- [Goal of the exercise]: Extract, from the records beneath this instruction, each line that contains the word "https".
══════════
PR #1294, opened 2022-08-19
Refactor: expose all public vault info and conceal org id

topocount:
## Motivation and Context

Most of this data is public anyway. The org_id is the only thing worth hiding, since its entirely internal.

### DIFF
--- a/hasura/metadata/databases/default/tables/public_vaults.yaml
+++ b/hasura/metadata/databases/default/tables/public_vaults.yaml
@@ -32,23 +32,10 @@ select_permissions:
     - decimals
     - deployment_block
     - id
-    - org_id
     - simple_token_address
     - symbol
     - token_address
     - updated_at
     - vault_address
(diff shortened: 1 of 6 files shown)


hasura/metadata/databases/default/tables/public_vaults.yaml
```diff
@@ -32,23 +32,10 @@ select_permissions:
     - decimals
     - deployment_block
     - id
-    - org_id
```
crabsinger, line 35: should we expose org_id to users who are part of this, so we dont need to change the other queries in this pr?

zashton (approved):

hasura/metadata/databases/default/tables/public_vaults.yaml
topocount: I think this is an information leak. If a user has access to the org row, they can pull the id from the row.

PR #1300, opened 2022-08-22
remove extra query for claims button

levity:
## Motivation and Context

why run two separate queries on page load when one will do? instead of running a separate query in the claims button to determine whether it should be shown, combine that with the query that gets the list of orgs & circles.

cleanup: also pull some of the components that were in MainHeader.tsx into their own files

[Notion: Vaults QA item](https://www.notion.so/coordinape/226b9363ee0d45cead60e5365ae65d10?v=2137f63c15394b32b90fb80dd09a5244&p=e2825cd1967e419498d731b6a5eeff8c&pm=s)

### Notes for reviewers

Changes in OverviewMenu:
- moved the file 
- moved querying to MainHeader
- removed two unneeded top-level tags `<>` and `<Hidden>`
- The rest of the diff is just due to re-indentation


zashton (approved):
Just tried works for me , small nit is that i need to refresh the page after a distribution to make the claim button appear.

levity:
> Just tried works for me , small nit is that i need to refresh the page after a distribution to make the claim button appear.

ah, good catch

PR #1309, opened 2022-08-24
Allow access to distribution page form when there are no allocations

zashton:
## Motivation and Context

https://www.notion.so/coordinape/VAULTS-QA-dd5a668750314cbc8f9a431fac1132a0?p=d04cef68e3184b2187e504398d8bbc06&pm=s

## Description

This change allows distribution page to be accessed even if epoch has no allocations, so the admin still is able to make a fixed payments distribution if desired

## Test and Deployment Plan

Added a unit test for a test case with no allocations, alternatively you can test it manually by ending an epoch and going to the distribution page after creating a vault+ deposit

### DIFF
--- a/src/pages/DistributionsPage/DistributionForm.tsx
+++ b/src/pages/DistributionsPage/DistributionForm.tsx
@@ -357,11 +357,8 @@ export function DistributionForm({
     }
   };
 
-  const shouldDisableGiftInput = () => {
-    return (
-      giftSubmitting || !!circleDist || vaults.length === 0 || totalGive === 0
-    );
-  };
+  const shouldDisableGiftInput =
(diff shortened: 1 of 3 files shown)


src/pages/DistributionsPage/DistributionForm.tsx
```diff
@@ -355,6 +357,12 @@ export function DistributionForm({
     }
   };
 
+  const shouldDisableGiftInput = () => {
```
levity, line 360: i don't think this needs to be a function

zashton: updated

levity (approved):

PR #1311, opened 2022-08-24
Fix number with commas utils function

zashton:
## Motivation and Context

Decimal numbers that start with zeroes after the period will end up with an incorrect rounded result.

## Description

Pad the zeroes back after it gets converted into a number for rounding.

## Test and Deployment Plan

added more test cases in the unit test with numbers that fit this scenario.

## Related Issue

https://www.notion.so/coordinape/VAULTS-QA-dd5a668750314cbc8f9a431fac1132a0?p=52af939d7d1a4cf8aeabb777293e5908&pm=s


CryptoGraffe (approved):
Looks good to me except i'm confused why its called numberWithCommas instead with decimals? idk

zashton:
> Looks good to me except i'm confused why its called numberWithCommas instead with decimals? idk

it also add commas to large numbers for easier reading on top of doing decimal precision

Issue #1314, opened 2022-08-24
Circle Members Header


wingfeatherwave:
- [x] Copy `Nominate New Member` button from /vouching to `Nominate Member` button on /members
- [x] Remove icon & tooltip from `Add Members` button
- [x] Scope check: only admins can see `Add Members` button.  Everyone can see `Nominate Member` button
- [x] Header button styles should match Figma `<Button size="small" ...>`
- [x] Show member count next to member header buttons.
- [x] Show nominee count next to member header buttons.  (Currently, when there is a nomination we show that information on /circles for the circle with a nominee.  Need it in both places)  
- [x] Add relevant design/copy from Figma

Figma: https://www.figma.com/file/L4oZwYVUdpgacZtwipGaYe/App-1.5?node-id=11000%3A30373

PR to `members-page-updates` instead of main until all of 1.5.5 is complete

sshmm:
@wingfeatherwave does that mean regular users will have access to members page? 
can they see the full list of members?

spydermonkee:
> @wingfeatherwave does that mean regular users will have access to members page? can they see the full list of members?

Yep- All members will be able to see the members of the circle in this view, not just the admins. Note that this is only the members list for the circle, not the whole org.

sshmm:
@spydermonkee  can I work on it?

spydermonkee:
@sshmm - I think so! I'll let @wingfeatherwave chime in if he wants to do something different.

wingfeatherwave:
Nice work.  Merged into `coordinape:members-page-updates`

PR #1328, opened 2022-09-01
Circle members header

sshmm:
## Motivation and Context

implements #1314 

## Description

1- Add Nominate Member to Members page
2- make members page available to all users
══════════
- [Expected answer]:
[Notion: Vaults QA item](https://www.notion.so/coordinape/226b9363ee0d45cead60e5365ae65d10?v=2137f63c15394b32b90fb80dd09a5244&p=e2825cd1967e419498d731b6a5eeff8c&pm=s)
https://www.notion.so/coordinape/VAULTS-QA-dd5a668750314cbc8f9a431fac1132a0?p=d04cef68e3184b2187e504398d8bbc06&pm=s
https://www.notion.so/coordinape/VAULTS-QA-dd5a668750314cbc8f9a431fac1132a0?p=52af939d7d1a4cf8aeabb777293e5908&pm=s
Figma: https://www.figma.com/file/L4oZwYVUdpgacZtwipGaYe/App-1.5?node-id=11000%3A30373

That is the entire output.